Bobot tersebut sudah termasuk ukuran maksimal atau standar terbesar untuk jenis sapi lokal tersebut. Untuk mencapai bobot sekitar 500 kilogram, sapi jantan membutuhkan waktu pemeliharaan yang cukup panjang.
“Untuk mengarah ke 500 kilo itu, kalau jantan paling tidak butuh waktu tiga sampai empat tahun lebih,” tambahnya.
Pertumbuhan Lebih Lambat
Menurut Suyitno, peternak yang memelihara Sapi Nggalekan harus memiliki kesabaran lebih karena secara genetika pertumbuhannya jauh lebih lambat dibandingkan sapi silangan.
Ia mencontohkan, sapi hasil cross breeding mampu mencapai bobot lebih dari 200 kilogram dalam waktu satu tahun. Sementara Sapi Nggalekan pada umur yang sama diperkirakan hanya mampu mencapai sekitar setengahnya.
“Sebaliknya, Sapi Nggalekan dalam kurun waktu yang sama diperkirakan hanya bisa mencapai setengah dari bobot tersebut,” jelasnya.
Untuk persebaran populasi, Suyitno menyebut kelompok terbesar masih berada di wilayah RPH Ngadirenggo.
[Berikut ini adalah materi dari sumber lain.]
PR #5936, opened 2025-06-21
[accelerator] fix top-up link

nymkappa:
Fix broken link introduced in https://github.com/mempool/mempool.space/pull/1618/files


mononaut (approved):
utACK

PR #5939, opened 2025-06-22
fix sub-1 sat/vb colors

mononaut:
before:
Screenshot 2025-06-22 at 12 46 16 PM

after:
Screenshot 2025-06-22 at 12 46 07 PM


wiz:
Isn't this non-trivial to fix, i.e. requiring a database migration to adjust all the historical fee rate tiers etc.

softsimon:
> Isn't this non-trivial to fix, i.e. requiring a database migration to adjust all the historical fee rate tiers etc.

This PR only fix the cosmetic frontend color by changing the fee range from 1 to <2 to 0 to <2.

Properly adding support for 0.1 sat/vB logging requires new backend and frontend changes.

wiz:
Yeah we need the full fixes

mononaut:
updated with full changes to log the 0-1 s/vb in the statistics db and display on the mempool chart:

Screenshot 2025-06-23 at 5 59 40 AM

mononaut:
I'm open to other suggestions on the mempool statistics chart color.

also, do we want to differentiate between 0-1 and 1-2 s/vb in the block visualizations / mempool blocks?

e.g:
Screenshot 2025-06-23 at 6 03 11 AM

vs
Screenshot 2025-06-23 at 6 05 10 AM

mononaut:
note - due to the change in statistics schema, it's important that un-upgraded nodes don't attempt to replicate statistics from nodes running this PR. (but the PR should handle the reverse case fine).

wiz:
how about blue-green for <1

mononaut:
for the chart or the blocks?

wiz (approved):
utACK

Namun, populasi Sapi Nggalekan diduga juga masih dapat ditemukan di sejumlah wilayah pesisir selatan Trenggalek seperti Kecamatan Panggul dan Munjungan.
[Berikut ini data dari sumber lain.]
PR #5940, opened 2025-06-22
Use actual block weight in median fee calculation

### LINKED ISSUE #5908: Median fee rate incorrectly reported as 0 for underfilled blocks
### Description

Median fee rate is 0 for blocks less than half full.

I think that it counted the empty space as if it was filled with zero fee transactions.

#### Version

node204.fra.mempool.space (v3.3-dev) [4f2a0bd1][e175fd60]

### Steps to reproduce

Example of block: https://mempool.space/block/0000000000000000000190b9fb7d401c47056f45cb0d3db88e3e75b23322a402

### Expected behaviour

It should tell that median feerate is 1 sat/vB

### Actual behaviour

It says:
```
Fee span	1 - 15 sat/vB
Median fee	~0 sat/vB $0.00 
```

### Screenshots

Image

natsoni:
Fixes #5908 by using actual transaction weight instead of full block weight in median fee rate calculation (this meant that medianFee was returning 0 for blocks less than half full).

### DIFF
--- a/backend/src/api/common.ts
+++ b/backend/src/api/common.ts
@@ -900,9 +900,11 @@ export class Common {
     let medianWeight = 0;
 
     // calculate the "medianFee" as the average fee rate of the middle 0.25% weight units of transactions
-    const halfWidth = config.MEMPOOL.BLOCK_WEIGHT_UNITS / 800;
-    const leftBound = Math.floor((config.MEMPOOL.BLOCK_WEIGHT_UNITS / 2) - halfWidth);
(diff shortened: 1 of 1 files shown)


mononaut:
Concept NACK - the existing behavior is intended.

In my opinion, the most consistent and informative definition of "median fee" for a block is as a percentile of the *available* block space.

Otherwise you get bizarre situations like where this block
Screenshot 2025-06-23 at 2 27 06 AM
has a "median fee" of 4 sats/vb while fuller neighboring blocks appear to be much lower fee.
Screenshot 2025-06-23 at 2 33 28 AM

natsoni:
Yeah that does make sense, an almost empty block should not have a higher median fee rate than a full one next to it; closing this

Relatif Aman Saat Wabah PMK
Di balik keterbatasan dari sisi ekonomi, Sapi Nggalekan memiliki keunggulan yang menarik perhatian. Saat wabah Penyakit Mulut dan Kuku (PMK) melanda beberapa waktu lalu, populasi sapi ini dilaporkan tidak ditemukan kasus terjangkit PMK.
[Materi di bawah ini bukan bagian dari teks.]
PR #5947, opened 2025-06-29
bump package-lock.json version (mismatch with package.json)

nymkappa:
We've bumped our package.json version but not the one in the lock file, causing dependabot to automatically bump it for us in its PRs


mononaut (approved):
utACK - yeah seems fine

PR #5951, opened 2025-07-01
Improve PSBT handling in transaction preview

natsoni:
This PR brings some changes to how we handle PSBT data on the transaction preview page, notably:

- if previewed transaction was passed as PSBT, the url fragment now stores it instead of the raw hex so that prevouts and other data is keeped on page refresh
- added support for tapscript and signature pre-filling in P2TR inputs, with the following logic
  - If no signature is provided (only tapscripts): assume a key spend and ignore the tapscripts, unless the internal key is unspendable: in that case, display the first tapscript given
  - If one or more signatures are provided: 
     - count the number of signatures associated with each tapscript
     - select the tapscript with the highest number of matching signatures

These changes are required for adding signature weight to not-fully-signed transactions on the preview page and a follow-up PR is coming to implement that part.


wiz:
Oh I see you guys are working on #5953 so I'll close this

“Sepengetahuan saya, untuk Sapi Nggalekan itu alhamdulillah tidak ada. Tidak ada kena PMK, aman,” ungkapnya.
Meski demikian, Suyitno menegaskan kondisi tersebut bukan berarti Sapi Nggalekan kebal terhadap PMK. Menurutnya, keberhasilan menjaga populasi tetap sehat juga didukung pengawasan ketat petugas kesehatan hewan.
Ia menjelaskan setiap sapi yang akan dipotong di RPH harus melalui pemeriksaan kesehatan. Jika ditemukan gejala PMK, sapi tersebut tidak diperbolehkan masuk rumah potong.
“Kalau petugas menemukan ada indikasi gejala PMK pada sapi yang hendak dipotong di RPH, petugas akan langsung memerintahkan pemilik untuk membawa sapi tersebut pulang,” tegasnya.
Pelestarian Melalui Inseminasi Buatan
Upaya pelestarian Sapi Nggalekan juga dilakukan melalui program reproduksi menggunakan metode Inseminasi Buatan (IB).
Suyitno mengungkapkan, beberapa tahun lalu Balai Besar Inseminasi Buatan (BBIB) Singosari pernah mengambil semen beku atau sperma dari Sapi Nggalekan untuk mendukung program pelestarian plasma nutfah tersebut.
“Dulu ada beberapa ekor yang diambil spermanya khusus untuk Sapi Nggalekan. Kalau tidak salah oleh Singosari,” pungkasnya.